— WHAT IS BEING ASKED —
Your job is to copy the data that follows exactly, every line included.

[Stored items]
PR #1094, opened 2022-10-26
Remove unused event search endpoint

ethax-ross:
The GiT website no longer calls the search events grouped by type endpoint (instead using the new search endpoint). It can be removed from the codebase (no other service uses it).


asatwal (approved):
👍  LGTM

PR #1114, opened 2022-11-30
Increase CdsSeviceClient timeout

ethax-ross:
We're seeing the current timeout of 15s being reached occasionally in production; increasing to 30s to see if it reduces the number of errors we get.


asatwal (approved):
👍

PR #1122, opened 2022-12-07
Reconcile equivalent email addresses

ethax-ross:
[Trello-4007](https://trello.com/c/Kmdw8ybc/3991-add-validation-in-api-to-treat-gmail-and-googlemail-as-the-same-address)

Some email poviders allow you to use multiple hosts that direct mail to the same mailbox. An example is `gmail.com` - if you have a GMail account you can also send/receive email from `googlemail.com`.

The CRM team have reported that the majority of duplicate contact records appear due to users signing up to a service with one domain and later using the other. Instead, they want to allow matchback on any variations that are equivalent (so point to the same mailbox/individual). This means a candidate can sign up for, say, the mailing list with `me@gmail.com` and then later register for an adviser using `me@googlemail.com` - the result will be a single contact record in the CRM.

For now we are only including GMail equivalent domains as they are the main contributor to duplicate records;  we may expand this in the future.


GetIntoTeachingApi/Utils/EmailReconciler.cs
```diff
@@ -0,0 +1,56 @@
...
+using YamlDotNet.Serialization;
+using YamlDotNet.Serialization.NamingConventions;
+using MoreLinq;
+using System.Linq;
+
+namespace GetIntoTeachingApi.Utils
+{
+	public static class EmailReconciler
+	{
+        private const string EquivalentEmailHostsFile = "./Fixtures/equivalent_email_hosts.yml";
```
asatwal, line 14: Is the `Fixtures` directory the place where config is normally kept with .net ? This sounds like a test fixture.

asatwal (approved):
LGTM. Just one question that I have.

GetIntoTeachingApi/Utils/EmailReconciler.cs
ethax-ross: Ah yeah I can see how that would be confusing; I'm not sure what the standard is for .net but I'll make a ticket to look at this and update it in a follow up PR

PR #1123, opened 2022-12-07
Ensure CRM email takes precedence over Apply

ethax-ross:
[Trello-4007](https://trello.com/c/U0JoQPO0/4007-dont-overwrite-contact-email-when-matching-on-apply-id)

When we matchback a candidate from the Apply service we use the Apply ID to ensure we get the correct CRM contact even if the email is different. Currently, we would overwrite the contact email address with the value from the Apply candidate, however going forward we want to give the CRM contact email precedence and retain it.

If the Apply candidate has a different email and there is no `SecondaryEmail` on the candidate we will write the Apply email to the `SecondaryEmail` field.


asatwal (approved):
👍 LGTM

PR #1124, opened 2022-12-07
Feature switch matchback on Apply ID

ethax-ross:
We don't want to matchback on Apply ID in production yet as there are still some open questions around which email we should take.

Wrap functionality in a feature switch and disable in production.

I noticed we're still using `launchSettings.json` to manage some local environment variables (such as feature switches). I've created a ticket to migrate these into the local dotenv, which is what we should be using going forward.


asatwal (approved):
👍  LGTM

PR #1127, opened 2022-12-09
Clean up local environment variables

ethax-ross:
[Trello-4008](https://trello.com/c/Lq1T6CgW/4008-migrate-local-env-vars-from-launchsettingsjson-to-envlocal)

Historically we used `launchSettings.json` to store non-sensitive, local environment variables. We have since introduced dotenv.net to manage our environment variables in `.env` files.

Migrate all local environment variables into `env.local`. Update the `Env` class to default the `CloudFoundryEnvironmentName` to `local` if the `VCAP_APPLICATION` environment variable is not set (this is a bit of a chicken/egg problem as the environment name is determined by the `VCAP_APPLICATION` environment variable, which isn't available until dotenv loads it).

The `ASPNETCORE_ENVIRONMENT` will remain in `launchSettings.json` as it needs to be set prior to the application booting.

### DIFF
--- a/GetIntoTeachingApi/Properties/launchSettings.json
+++ b/GetIntoTeachingApi/Properties/launchSettings.json
@@ -23,22 +23,7 @@
       "launchUrl": "swagger",
       "applicationUrl": "https://localhost:5001;http://localhost:5000",
       "environmentVariables": {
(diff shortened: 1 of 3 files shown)


asatwal (approved):
👍

PR #1130, opened 2022-12-15
Queue GSE sign up when CRM is offline

ethax-ross:
[Trello-643](https://trello.com/c/jl71Wn2O/643-implement-a-fallback-for-when-the-crm-is-sending-errors-when-gse-tries-to-write-a-record)

By default we create GSE candidates in-band as the service needs the created `contact.id` from the CRM in order to match up the GSE candidate with the CRM contact.

When the CRM integration is paused (this happens for maintenance occasionally) we don't want to prevent GSE sign ups, so we fallback to generating a `contact.id` ahead of persisting it in the CRM and we queue the upsert operation.

We had an incident a number of weeks ago where the CRM was offline unexpectedly for a period of time without being 'paused' (which the CRM team do manually prior to scheduled maintenance). During this time GSE sign ups were failing as the CRM could not be reached. Instead, we want to detect when the CRM is having issues and is _not_ in a paused state so that we can fallback to generating the `contact.id` ahead of time and queueing the upsert operation so that it can run when the CRM recovers.

The reason we don't generate the `contact.id` for all GSE sign up requests is that its better to rely on the auto-generated, sequential UUIDs that the CRM will create by default.

### DIFF
--- a/GetIntoTeachingApi/Controllers/SchoolsExperience/CandidatesController.cs
+++ b/GetIntoTeachingApi/Controllers/SchoolsExperience/CandidatesController.cs
@@ -63,24 +63,26 @@ namespace GetIntoTeachingApi.Controllers.SchoolsExperience
                 return BadRequest(ModelState);
             }
 
+            // This is the only way we can mock/freeze the current date/time
+            // in contract tests (there's no other way to inject it into this class).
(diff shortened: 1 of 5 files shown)


asatwal (approved):
👍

— SOLUTION FOR THIS TASK —
PR #1094, opened 2022-10-26
Remove unused event search endpoint

ethax-ross:
The GiT website no longer calls the search events grouped by type endpoint (instead using the new search endpoint). It can be removed from the codebase (no other service uses it).


asatwal (approved):
👍  LGTM

PR #1114, opened 2022-11-30
Increase CdsSeviceClient timeout

ethax-ross:
We're seeing the current timeout of 15s being reached occasionally in production; increasing to 30s to see if it reduces the number of errors we get.


asatwal (approved):
👍

PR #1122, opened 2022-12-07
Reconcile equivalent email addresses

ethax-ross:
[Trello-4007](https://trello.com/c/Kmdw8ybc/3991-add-validation-in-api-to-treat-gmail-and-googlemail-as-the-same-address)

Some email poviders allow you to use multiple hosts that direct mail to the same mailbox. An example is `gmail.com` - if you have a GMail account you can also send/receive email from `googlemail.com`.

The CRM team have reported that the majority of duplicate contact records appear due to users signing up to a service with one domain and later using the other. Instead, they want to allow matchback on any variations that are equivalent (so point to the same mailbox/individual). This means a candidate can sign up for, say, the mailing list with `me@gmail.com` and then later register for an adviser using `me@googlemail.com` - the result will be a single contact record in the CRM.

For now we are only including GMail equivalent domains as they are the main contributor to duplicate records;  we may expand this in the future.


GetIntoTeachingApi/Utils/EmailReconciler.cs
```diff
@@ -0,0 +1,56 @@
...
+using YamlDotNet.Serialization;
+using YamlDotNet.Serialization.NamingConventions;
+using MoreLinq;
+using System.Linq;
+
+namespace GetIntoTeachingApi.Utils
+{
+	public static class EmailReconciler
+	{
+        private const string EquivalentEmailHostsFile = "./Fixtures/equivalent_email_hosts.yml";
```
asatwal, line 14: Is the `Fixtures` directory the place where config is normally kept with .net ? This sounds like a test fixture.

asatwal (approved):
LGTM. Just one question that I have.

GetIntoTeachingApi/Utils/EmailReconciler.cs
ethax-ross: Ah yeah I can see how that would be confusing; I'm not sure what the standard is for .net but I'll make a ticket to look at this and update it in a follow up PR

PR #1123, opened 2022-12-07
Ensure CRM email takes precedence over Apply

ethax-ross:
[Trello-4007](https://trello.com/c/U0JoQPO0/4007-dont-overwrite-contact-email-when-matching-on-apply-id)

When we matchback a candidate from the Apply service we use the Apply ID to ensure we get the correct CRM contact even if the email is different. Currently, we would overwrite the contact email address with the value from the Apply candidate, however going forward we want to give the CRM contact email precedence and retain it.

If the Apply candidate has a different email and there is no `SecondaryEmail` on the candidate we will write the Apply email to the `SecondaryEmail` field.


asatwal (approved):
👍 LGTM

PR #1124, opened 2022-12-07
Feature switch matchback on Apply ID

ethax-ross:
We don't want to matchback on Apply ID in production yet as there are still some open questions around which email we should take.

Wrap functionality in a feature switch and disable in production.

I noticed we're still using `launchSettings.json` to manage some local environment variables (such as feature switches). I've created a ticket to migrate these into the local dotenv, which is what we should be using going forward.


asatwal (approved):
👍  LGTM

PR #1127, opened 2022-12-09
Clean up local environment variables

ethax-ross:
[Trello-4008](https://trello.com/c/Lq1T6CgW/4008-migrate-local-env-vars-from-launchsettingsjson-to-envlocal)

Historically we used `launchSettings.json` to store non-sensitive, local environment variables. We have since introduced dotenv.net to manage our environment variables in `.env` files.

Migrate all local environment variables into `env.local`. Update the `Env` class to default the `CloudFoundryEnvironmentName` to `local` if the `VCAP_APPLICATION` environment variable is not set (this is a bit of a chicken/egg problem as the environment name is determined by the `VCAP_APPLICATION` environment variable, which isn't available until dotenv loads it).

The `ASPNETCORE_ENVIRONMENT` will remain in `launchSettings.json` as it needs to be set prior to the application booting.

### DIFF
--- a/GetIntoTeachingApi/Properties/launchSettings.json
+++ b/GetIntoTeachingApi/Properties/launchSettings.json
@@ -23,22 +23,7 @@
       "launchUrl": "swagger",
       "applicationUrl": "https://localhost:5001;http://localhost:5000",
       "environmentVariables": {
(diff shortened: 1 of 3 files shown)


asatwal (approved):
👍

PR #1130, opened 2022-12-15
Queue GSE sign up when CRM is offline

ethax-ross:
[Trello-643](https://trello.com/c/jl71Wn2O/643-implement-a-fallback-for-when-the-crm-is-sending-errors-when-gse-tries-to-write-a-record)

By default we create GSE candidates in-band as the service needs the created `contact.id` from the CRM in order to match up the GSE candidate with the CRM contact.

When the CRM integration is paused (this happens for maintenance occasionally) we don't want to prevent GSE sign ups, so we fallback to generating a `contact.id` ahead of persisting it in the CRM and we queue the upsert operation.

We had an incident a number of weeks ago where the CRM was offline unexpectedly for a period of time without being 'paused' (which the CRM team do manually prior to scheduled maintenance). During this time GSE sign ups were failing as the CRM could not be reached. Instead, we want to detect when the CRM is having issues and is _not_ in a paused state so that we can fallback to generating the `contact.id` ahead of time and queueing the upsert operation so that it can run when the CRM recovers.

The reason we don't generate the `contact.id` for all GSE sign up requests is that its better to rely on the auto-generated, sequential UUIDs that the CRM will create by default.

### DIFF
--- a/GetIntoTeachingApi/Controllers/SchoolsExperience/CandidatesController.cs
+++ b/GetIntoTeachingApi/Controllers/SchoolsExperience/CandidatesController.cs
@@ -63,24 +63,26 @@ namespace GetIntoTeachingApi.Controllers.SchoolsExperience
                 return BadRequest(ModelState);
             }
 
+            // This is the only way we can mock/freeze the current date/time
+            // in contract tests (there's no other way to inject it into this class).
(diff shortened: 1 of 5 files shown)


asatwal (approved):
👍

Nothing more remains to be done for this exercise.